Mitsuku: "Tell me more about your hamster. Is your hamster still sick?"
Okay, that was a deliberate gimme it's an easy task to pick up on "hamster" and "barfed" for a quick pattern match. Still, whom do you know in the real world who talks robotically like that? You'd expect a response from a human being that's far more lively, such as those that follow below:
"Ewww. Is he okay now?"
"Aww, the poor hamster. Are you giving her medicine?"
"Oh, wow. Did he eat too much?"
Let's continue.
Little Old Me: "He be chilling."
Mitsuku: "I get it. unknown be chilling."
Yow! I hadn't expected quite that degree of TILT FAIL. Yes, I'm being arguably unfair by slapping the poor chatbot with a (reasonably common) slang term, but that's kinda the point. I'm mortally certain you understood it right away, and probably just about anyone over the age of five would have understood it as well.
Let's try a classic opening sentence.
Little Old Me: "Can I have a cookie?"
Mitsuku: "You have lots of cookies already. They are on your PC."
Little Old Me: "But do they have sprinkles?"
Mitsuku: "Yes they do. Do you know them?"

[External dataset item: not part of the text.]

Issue #9451, opened 2026-03-06
[BUG] `preview` prop in ProblemMarkdown.vue is a no-op (hardcoded to `false`)


Yashagarwal9798:
## Current Behavior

Pfffttt. Do I "know" them? What am I, a party organizer who fixes up lonely sprinkles with other cookie toppings? Let's try another classic cultural reference.
Little Old Me: "My pet rock does not move!"

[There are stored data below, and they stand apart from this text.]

PR #9499, opened 2026-03-11
Fix responsive table layout on school profile page

### LINKED ISSUE #9466: [FEATURE] Table layout breaks on mobile in school profile page
## Description
On the school profile page (`/schools/profile/{id}`), the users table does not render properly on small screens. When viewed on mobile devices, the table layout collapses and the **"Place" column header appears vertically stacked**, making the UI difficult to read.

## Steps to Reproduce
1. Open https://omegaup.com/schools/profile/{id}/
2. Enable mobile view in the browser (e.g., iPhone SE – 375px width using Chrome DevTools).
3. Scroll to the **"Users who belong to this school"** section.

## Current Behavior
- The table becomes poorly formatted on small screens.
- The **"Place" column header breaks into multiple lines**, showing each letter vertically.
- Overall table readability is reduced and the layout appears broken.

## Expected Behavior
The table should remain readable on small screens. Column headers should not collapse vertically and the layout should adjust responsively to fit mobile devices.

## Possible Cause
This may be due to insufficient responsive styles for the table layout or column width constraints on small screen sizes.

## Screenshot

Image

AMRITESH-BAKSHI:
# Description

This PR fixes the responsive table layout issue on the school profile page where the "Place" column header was stacking vertically on mobile devices.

Mitsuku: "Why would anyone have a lump of stone as a pet? At least it doesn't need taking for walks I suppose."
Little Old Me: "He has a very solid temperament."
Mitsuku: "What does he do with it?"
The chatbot gets credit for including a quick canned response for the old "pet rock" fad but zero credit for failing hard to parse the meaning of the followup sentence. It's ridiculously easy to destroy the illusion of comprehension with such trivial contextual shifts. These so-called artificial intelligences appear to have quite a road ahead of them in the long journey to true comprehension. -_-
P.S. I knew I was being a little unfair by acting as if I was demanding restitution for a "bad hamburger," but again, a human would have responded quite differently, probably with puzzlement, indignation, or humor.
"And you're telling me this why?"
"Yeah, well, I'm not your mother."
"Poor baby. Have you tried McDonald's?"
"More ketchup is always the solution, dude."
"If you cough it back up on the counter, I'll be happy to replace it."